**Description of the task**
Without changing a single word, output each entry.

[Saved data entries]

PR #672, opened 2019-03-04
remove header block completely if we don't set title

DarkSide666:


DarkSide666:
Works fine if you pass title=false. It just leaves empty and invisible <div>, but who cares :)

PR #675, opened 2019-03-05
Feature/Fomantic Update

ibelar:
Update to Fomantic version 2.7.2


DarkSide666:
Good to merge, but need to do that before new UI release because JS library needs to be compiled.

romaninsh:
will release 1.6.5 now...

PR #677, opened 2019-03-20
add top and bottom padding to centered layout

PhilippGrashoff:
Centered layout didnt have any top and bottom padding/margin. On pages that exceeded browsers inner height, that looked quite crappy.

Maybe theres a nicer way using some predefined FUI class?


romaninsh:
please include screenshots.

PhilippGrashoff:
Hi,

**Answer for this exercise**
PR #672, opened 2019-03-04
remove header block completely if we don't set title

DarkSide666:


DarkSide666:
Works fine if you pass title=false. It just leaves empty and invisible <div>, but who cares :)

PR #675, opened 2019-03-05
Feature/Fomantic Update

ibelar:
Update to Fomantic version 2.7.2


DarkSide666:
Good to merge, but need to do that before new UI release because JS library needs to be compiled.

romaninsh:
will release 1.6.5 now...

PR #677, opened 2019-03-20
add top and bottom padding to centered layout

PhilippGrashoff:
Centered layout didnt have any top and bottom padding/margin. On pages that exceeded browsers inner height, that looked quite crappy.

Maybe theres a nicer way using some predefined FUI class?


romaninsh:
please include screenshots.

PhilippGrashoff:
Hi,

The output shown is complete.